Vol.415 08年8月30日 週刊あんばい一本勝負 No.411


夏休み・弘前にて

 今年の夏休みは土日を入れて3日間。ということは「1日だけの夏休み」ですね。笑っちゃいます。それでも少々欲張って弘前に2日間宿をとり、藤里駒ケ岳、八甲田、八幡平と山三昧の3日間にしようと張り切ったのですが、初日の藤駒は登山道が雨のため不通、八甲田はものすごいガスで視界不良で登山は無理、3日目の八幡平は、「もういいや」と投げやりになり、けっきょくはどこにも登らずに、虚しく3日間(正味一日)の夏休みを終えました。
 2日目の弘前でこんなことがありました。駅前ホテルの傍にあるカジュアルなイタリア食堂で、スパゲッティでも食べようと入ったのですが、白のグラスワインを頼んだら、若いウエイトレスに「食後にしますか、食前にしますか」と訊かれました。食後にワインを飲む人もいるんですか、と意地悪をしたら、悪びれることなく「はい、います」と突っ返されました。
 その後、スパゲッティをすすっていると店内の電気が突然消えました。すわ地震か、とうろたえたのですが、店員たちは落ち着いたもので、5,6人が行列をつくりながら、私の隣の家族連れのテーブルに来て、やおらケーキのロウソクに火をともし、ハッピバースデーツー何とかちゃん、と歌いはじめました。そのセレモニーの間、店内は真っ暗。が、その祝ってもらう家族も歌う店員たちも、他の客のことは一切無視、露ほども気にかけていません。
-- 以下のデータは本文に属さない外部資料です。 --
PR #9558, opened 2021-01-25
storage, gc_worker: Update max_ts when invoking scan_lock and register_lock_observer

### LINKED ISSUE #9526: incompatibility between gc and async commit
## Bug Report

Because min_commit_ts is not updated for resolving locks in gc, so async commit may commit a transaction using a ts smaller than safe ts, which is dangerous and can break transaction easily.

MyonKeminta:

Issue Number: close #9526 

Problem Summary: In some very-rare corner cases, if prewrite requests of async commit transactions arrives  so late that when it arrives, GC safepoint already exceeds its start_ts, it's possible that GC breaks the transaction's atomicity.

What's Changed:

This PR mades a few changes to fix the issue.

* Move `scan_lock` out of scheduler, and uses similar handling logic as other kv read requests like `get`, `batch_get`, `scan`, etc.
  * Including updating `max_ts` of concurrency manager and checking memory locks. This fixes the issue for non green gc.
* Add an optional `end_key` parameter for `scan_lock`.
* Update `max_ts` of concurrency manager and check memory locks when `register_lock_observer` is invoked. This fixes the issue for green gc.

### Related changes

- Though this PR fixes #9526 , but for non green gc, the scan_lock phase may not be very efficient since each scan_lock request will cause scanning memory lock from that region until the very end. Therefore we need an additional PR to TiDB to fill the `end_key` parameter of scan_lock reuqest.

### Check List 

Tests 

- Unit test

Side effects

- Performance regression
    - Consumes more CPU

### Release note 

* Fix an issue that in some very rare cases, GC may break the atomicity of async commit transactions.


Cargo.toml
```diff
@@ -218,6 +218,9 @@ raft-proto = { git = "https://github.com/tikv/raft-rs", branch = "master", defau
 protobuf = { git = "https://github.com/pingcap/rust-protobuf", rev = "65e9df20fbcbcf2409d5ee86a2332ecd04c534f8" }
 protobuf-codegen = { git = "https://github.com/pingcap/rust-protobuf", rev = "65e9df20fbcbcf2409d5ee86a2332ecd04c534f8" }
 
+[patch.'https://github.com/pingcap/kvproto.git']
```
sticnarf, line 221: Your own branch is already deleted :(

MyonKeminta:
This PR doesn't solve all problems around the GC boundary. There still exists some corner cases but it's even much more rare than this case. Making TiKV aware of the latest safepoint before GC starts and blocking stale requests may solve those problems, but the implementation might be kind of difficult.

src/server/service/kv.rs
```diff
@@ -1254,6 +1254,51 @@ fn future_batch_get<E: Engine, L: LockManager>(
...
+        Ok(resp)
+    }
+}
+
+// txn_command_future!(future_scan_lock, ScanLockRequest, ScanLockResponse, (v, resp) {
+//     match v {
+//         Ok(locks) => resp.set_locks(locks.into()),
+//         Err(e) => resp.set_error(extract_key_error(&e)),
+//     }
+// });
```
sticnarf, line 1300: Remove it?

src/server/gc_worker/applied_lock_collector.rs
```diff
@@ -407,6 +417,15 @@ impl AppliedLockCollector {
...
     pub fn start_collecting(&self, max_ts: TimeStamp, callback: Callback<()>) -> Result<()> {
+        // Before starting collecting, check the concurrency manager to avoid later prewrite
+        // requests uses a min_commit_ts less than the safepoint.
+        // `max_ts` here is the safepoint of the current round of GC.
+        self.concurrency_manager.update_max_ts(max_ts);
+        self.concurrency_manager
+            .read_range_check(None, None, |k, l| {
+                Lock::check_ts_conflict(Cow::Borrowed(l), k, max_ts, &TsSet::Empty)
+                    .map_err(MvccError::from)
+            })?;
```
sticnarf, line 428: Is there a test for this?

src/storage/mod.rs
```diff
@@ -686,6 +689,124 @@ impl<E: Engine, L: LockManager> Storage<E, L> {
...
+
+                KV_COMMAND_COUNTER_VEC_STATIC.get(CMD).inc();
+                SCHED_COMMANDS_PRI_COUNTER_VEC_STATIC
+                    .get(priority_tag)
+                    .inc();
+
+                let command_duration = tikv_util::time::Instant::now_coarse();
+
+                concurrency_manager.update_max_ts(max_ts);
+                // TODO: Use better error handling here
```
sticnarf, line 729: Could you describe it more in detail? Do you mean returning error will make this round of GC fail, so a better way is to keep these locks and scan some more locks to reach the limit?

src/storage/mod.rs
```diff
@@ -686,6 +689,124 @@ impl<E: Engine, L: LockManager> Storage<E, L> {
...
+                    statistics.add(reader.get_statistics());
+                    let (kv_pairs, _) = result?;
+                    let mut locks = Vec::with_capacity(kv_pairs.len());
+                    for (key, lock) in kv_pairs {
+                        let mut lock_info = LockInfo::default();
+                        lock_info.set_primary_lock(lock.primary);
+                        lock_info.set_lock_version(lock.ts.into_inner());
+                        lock_info.set_key(key.into_raw().map_err(txn::Error::from)?);
+                        lock_info.set_lock_ttl(lock.ttl);
+                        lock_info.set_txn_size(lock.txn_size);
```
sticnarf, line 785: Maybe better to use `into_lock_info`?

src/server/gc_worker/applied_lock_collector.rs
```diff
@@ -382,10 +384,14 @@ impl Runnable for LockCollectorRunner {
 pub struct AppliedLockCollector {
     worker: Mutex<Worker>,
     scheduler: Scheduler<LockCollectorTask>,
+    concurrency_manager: ConcurrencyManager,
```
cfzjywxk, line 387: Feels we've made many things coupled and there may still be some possible corner cases.

src/storage/mod.rs
```diff
@@ -686,6 +689,124 @@ impl<E: Engine, L: LockManager> Storage<E, L> {
         }
     }
 
+    pub fn scan_lock(
```
cfzjywxk, line 692: Do we have test case for the latter arrived async commit transaction and checking its `commitTS` with safe point ts?

src/storage/mod.rs
MyonKeminta: Oh.. this is copied from the old code. I didn't even notice the problem before, there are many fields missing..

src/storage/mod.rs
youjiali1995: How bout collecting all locks in the `concurrency_manager` and merging it with the result of `scan_lock`?

src/server/gc_worker/applied_lock_collector.rs
MyonKeminta: For the current implementation of TiDB, GC will simply fail.

src/storage/mod.rs
MyonKeminta: Is it necessary? How do  you think @sticnarf 
and how about Green  GC mode?

MyonKeminta:
I've added more tests. @sticnarf @cfzjywxk PTAL thanks

src/storage/mod.rs
youjiali1995: OK. It's nearly impossible to happen.

src/storage/mod.rs
```diff
@@ -686,6 +689,132 @@ impl<E: Engine, L: LockManager> Storage<E, L> {
...
+        let res = self.read_pool.spawn_handle(
+            async move {
+                if let Ok(start_key) = start_key
+                    .as_ref()
+                    .map(|k| k.to_raw())
+                    .unwrap_or_else(|| Ok(vec![]))
+                {
+                    let mut key = vec![];
+                    if let Some(end_key) = &end_key {
+                        if let Ok(end_key) = end_key.to_owned().into_raw() {
```
youjiali1995, line 714:
```suggestion
                        if let Ok(end_key) = end_key.to_raw() {
```

src/storage/mod.rs
```diff
@@ -686,6 +689,132 @@ impl<E: Engine, L: LockManager> Storage<E, L> {
...
+                        read_id: None,
+                        start_ts: max_ts,
+                        key_ranges: vec![key_range],
+                    }
+                } else {
+                    SnapContext {
+                        pb_ctx: &ctx,
+                        ..Default::default()
+                    }
+                };
```
youjiali1995, line 767: It's better to extract a `prepare_range_snap_ctx()` because there are many duplicated codes in `scan()`.

tests/failpoints/cases/test_kv_service.rs
```diff
@@ -36,3 +37,92 @@ fn test_kv_scan_memory_lock() {
...
+        std::thread::sleep(Duration::from_millis(200));
+
+        let client1 = client.clone();
+        let ctx1 = ctx.clone();
+        let handle2 = std::thread::spawn(move || {
+            if *use_green_gc {
+                let mut req = RegisterLockObserverRequest::default();
+                req.set_max_ts(ts + 20);
+                let resp = client1.register_lock_observer(&req).unwrap();
+                assert_ne!(resp.error.len(), 0);
```
youjiali1995, line 101:
```suggestion
                assert!(!resp.error.is_empty());
```

youjiali1995 (commented):
rest LGTM

sticnarf:
I don't have extra comments on it.

tests/failpoints/cases/test_kv_service.rs
```diff
@@ -36,3 +37,92 @@ fn test_kv_scan_memory_lock() {
     assert!(!resp.get_error().get_abort().is_empty());
     fail::remove("raftkv_async_snapshot_err");
 }
+
+#[test]
+fn test_scan_lock_push_async_commit() {
```
cfzjywxk, line 42: How about adding a case that scan requests reach first and async prewrite is executed with smaller `startTS`, checking the returned `min_commit_ts`.

MyonKeminta: In this case I did two scan lock requests, one is before the prewrite request, and another meets the memory lock of the prewrite request. I think the second one is equivalent to the case you said. How do you think?

cfzjywxk: I see, ignore this comment~

src/storage/mod.rs
MyonKeminta: Ah... their checking logic is a little different...

MyonKeminta: I just notice that everywhere else uses `Lock::check_ts_conflict` to check the memory lock, including `read_index`'s logic. It ignores LockType::Lock, However for scan_lock it can't be ignored.. so scan_lock can't be handled by follower read

sticnarf: Emm.. Currently, TiDB doesn't use follower read for ScanLock. Maybe we can ignore this problem now... (or returning error if the request wants to use replica read for safety)

MyonKeminta: Ah, in the last commit I set the replica read field to false directly so that it can return an not-leader error in this case, I think.

sticnarf:
LGTM

youjiali1995 (approved):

そのセレモニーが終わって電気が点されても、客にはなんのお詫びもなく、フツーの日常業務に戻りました。あぜんぼーぜん、文句を言う気力さえ奪われてしまいました。
 ま、そんなこんなで、またしても8月は泡のごとく消えてしまいました。20日ごろからは朝夕の風がめっきり冷たくなり、長袖もそろそろ、といった気分にさえなりかけています。1日しか夏休みが取れなかったことからもわかるように、なにかれと小さな用事が立て込み、あわただしい1ヶ月でした。9月はもっとあわただしくなりそうです。夏を乗り切って油断したあたりに疲れで寝込んだりする人も多いのだそうです。皆様もご自愛ください。
(あ)

No.411

こんな日本でよかったね(バジリコ)
内田樹

 内田の断筆宣言にはガックリきたが、その後も本は相変わらず出まくっている。「断筆」というのは編集者からの依頼執筆を「断る」という意味で、本人のブログから勝手に本をつくることは含まれていない。本書もそうした本のひとつで、編集者が「教育、家族、国家」というトピックスでブログ日記から文章を選び、勝手に編集したもの。副題に「構造主義的日本論」とあり、この本を編むさいの切り口になっている。
 学生時代、私の本棚にはレヴィ・ストロースやロラン・バルト、フーコやラカンの本があふれていた。当時から構造主義に完全にはまっていたのだが、構造主義がどんなものなのか、実は本を読んでもさっぱり理解できなかった。それから30年、彗星のごとく同時代人・内田樹さんが登場、構造主義を私たちの言葉でわかりやすく解説してくれた。ここにきて初めていろんなことがよくわかるようになったのである。構造主義とは「自分の判断の客観性を過大評価しない」こと。言い換えれば「自分の眼にはウロコが入っている」ことを認識する「構え」だ。時間的に後から来たものがすべてを支配する「歴史主義」とは正反対の位置で、「私とは違う時間の中に生きている人に、世界はどのように見えているのか、私にはよくわからない」という謙抑的な知性が、その特徴だと言う。なるほどよくわかる。